On a lighter note, in 1968 The Canberra Times published a report about the Paris fashion shows that began:

‘It is just 21 years since—my stomach full of butterflies—I set off for Paris with two brand new note books, four well sharpened pencils and a tin of condensed milk in my suitcase. I was on my way to write my very first reports on the French couture collections. I remember little of the journey and even less of the conditions in the capital—apart from the fact that the coffee tasted like stewed socks and the tinned milk came in remarkably handy— ’

Why on earth would you take a tin of condensed milk from Australia to Paris? At first I wondered if it was it a fear of foreign food. Or foreign food hygiene. But then I wondered if it wasn’t about post-war scarcity. How easy would it have been to obtain fresh milk in Paris in 1947?

It was during research trips to Brazil several years ago that I encountered what I think of as ‘adult’ condensed milk. Doce de leite, or dulce de leche in Spanish, is an unctuous, intensely sweet staple of Latin America. A creamy condiment you spread on toast, use in pastries, cakes and deserts.

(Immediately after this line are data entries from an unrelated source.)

PR #594, opened 2020-05-12
Update RuboCop dependency

andyw8:

We're seeing a lot of warnings when running RuboCop since it's on an old version and out of sync with https://shopify.github.io/ruby-style-guide/rubocop.yml

Update to the latest release of RuboCop.


.rubocop.yml
```diff
@@ -5,7 +5,7 @@ AllCops:
   Exclude:
     - 'vendor/**/*'
     - 'docs/**/*'
-  TargetRubyVersion: 2.3
+  TargetRubyVersion: 2.5
```
andyw8, line 8: Support for Ruby 2.3 was dropped in 0.82.0

andyw8:
Failing on Ruby 2.3: #595

andyw8:
Now that #606 is merged, we can update RuboCop.

There were some new offenses introducd with the upgrade. Although autocorrect handles them, I'm wary of it introducing subtle bugs. So instead, I've generated a `.rubocop-todo.yml` which we can incrementally chip away at.

Issue #590, opened 2020-05-11
NameError occurs after update


mythosil:
# Issue summary

`NameError` occurs when update of CLI happens. `RbConfig` can't be found.

```
❯ shopify tunnel stop
Updating shopify-cli...done!
x ngrok tunnel not running
/Users/mythosil/.shopify-app-cli/lib/shopify-cli/core/monorail.rb:76:in `monorail_payload': uninitialized constant #<Class:ShopifyCli::Core::Monorail>::RbConfig (NameError)
        from /Users/mythosil/.shopify-app-cli/lib/shopify-cli/core/monorail.rb:40:in `rescue in log'
        from /Users/mythosil/.shopify-app-cli/lib/shopify-cli/core/monorail.rb:24:in `log'
        from /Users/mythosil/.shopify-app-cli/lib/shopify-cli/core/entry_point.rb:18:in `call'
        from /Users/mythosil/.shopify-app-cli/bin/shopify:37:in `block in <main>'
        from /Users/mythosil/.shopify-app-cli/vendor/deps/cli-kit/lib/cli/kit/error_handler.rb:75:in `handle_abort'
        from /Users/mythosil/.shopify-app-cli/vendor/deps/cli-kit/lib/cli/kit/error_handler.rb:21:in `call'
        from /Users/mythosil/.shopify-app-cli/bin/shopify:36:in `<main>'
```

## Steps to reproduce the problem

Comment this line out (or just wait 1 hour) and run `shopify tunnel stop` in Shopify app project.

It’s milk cooked with sugar until it becomes thick and caramelly. To make it, you need time and bucket-loads of patience because you have to stand at the stovetop stirring, stirring … stirring to ensure the milk doesn’t catch. You can buy jars of it in supermarkets, but the best doce de leite comes from the home kitchen or a local pâtissier. Yes, Brazilians have found a way to do what we only dreamt of as kids: find a way to legitimately eat condensed milk.